Menururt Karatasapoetra (1991), perlu dijelaskan bahwa hama-hama yang terdapat dalam gudang tidak hanya menyerang produk yang baru dipanen daja melainkan juga produk industri hasil pertanian tersebut. Produk tanaman yang disimpan dalam gudang yang terserang hama tidak hanya terbatas pada produk biji-bijian melulu melainkan pula produk betupa daun-daunan dan kayu-kayuan/kulit kayu. Ini menjelaskan bahwa hama gudang juga perlu diperhatikan dalam penanganannya.
Salah satu populasi makhluk hidup yang penting terutama terkait peranannya terhadap kehidupan manusia adalah populasi serangga. Serangga memiliki beragam peran bagi manusia, salah satunya dapat menjadi hama bagi budidaya pertanaman yang dibuat oleh manusia. Serangga-serangga yang berperan sebagai hama, perlu diperhatikan keberadaannya terutama berkaitan dengan populasi dan tingkat serangannya.
Oleh karena itu, pembuatan laporan praktikum ini berguna untuk mengetahui hubungan populasi hama dan perkembangannya sehingga dapat diketahui upaya pengendalian dengan tepat.
Tujuan
- Untuk mengetahui mengenai pengertian populasi dan model pertumbuhan populasi.

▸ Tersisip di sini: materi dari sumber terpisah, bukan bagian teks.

PR #491, opened 2020-11-04
Clarify how expired payments work

jonathanglassman:
https://payments-platform.atlassian.net/browse/PP-7245

### DIFF
--- a/source/payment_flow/index.html.md.erb
+++ b/source/payment_flow/index.html.md.erb
@@ -318,7 +318,7 @@ You cannot resume a payment if the `status` is `failed`, `cancelled` or `error`.
 
 When your user enters their payment information and selects __Continue__, we contact your PSP to check whether there is enough money in the user's account for the payment.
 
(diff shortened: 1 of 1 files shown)


jonathanglassman:
@sfount, miriam suggested you're the man to work with on this

sfount (commented):
This looks factually correct and clearer to me 👍  

Looking back at the Jira ticket, is there something we want to say about how the "authorisation" may be visible to user or look like "held" funds until the payment is either taken or cancelled/ expired?

How each card and bank deals with this can be different so I don't think we'd be able to say anything specific.

jonathanglassman:
> This looks factually correct and clearer to me 👍
> 
> Looking back at the Jira ticket, is there something we want to say about how the "authorisation" may be visible to user or look like "held" funds until the payment is either taken or cancelled/ expired?
> 
> How each card and bank deals with this can be different so I don't think we'd be able to say anything specific.

@sfount How about the latest amend?

sfount (approved):
Nice one, looks good 👍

- Untuk mengetahui faktor-faktor yang mempengaruhi populasi hama.
- Untuk mengetahui mengenai klasifikasi, ekologi, morfologi, dan siklus hidup dari Callosobruchus chinensis.
- Untuk mengetahui hubungan antara populasi hama dan perkembangannya berdasarkan jumlah populasi awal yang berbeda dalam jumlah pakan yang sama.
Manfaat
Mahasiswa dapat mengetahui dan memahami hubungan antara populasi hama dan perkembangannya pada jumlah populasi awal yang berbeda dalam jumlah pakan yang sama, sehingga nantinya dapat diketahui upaya pengendalian yang tepat terkait dengan tingkat serangannya.
BAB II
TINJAUAN PUSTAKA
Pengertian Populasi
Populasi adalah kumpulan makhluk hidup dari spesies yang sama atau memiliki kesamaan genetik dan secara bersama-sama mendiami suatu tempat tertentu dan dalam waktu tertentu pula (Odum, 1971). Populasi adalah kelompok organisme yang terdiri dari individu satu spesies yang saling berinteraksi dan melakukan perkembangbiakan pada suatu tempat dan waktu tertentu (Anderson, 1985). Populasi adalah kelompok organisme yang terdiri dari individu satu spesies yang mampumenghasilkan keturunan yang sama dengan tetuanya (Alikodra, 1990). Populasi adalah himpunan individu atau kelompok individu suatu jenis yang tergolong dalam satu spesies atau kelompok lain yang dapat melangsungkan interaksi genetik dengan jenis yang bersangkutan, dan pada suatu waktu tertentu menghuni suatu wilayah tertentu (Tarumingkeng, 1994).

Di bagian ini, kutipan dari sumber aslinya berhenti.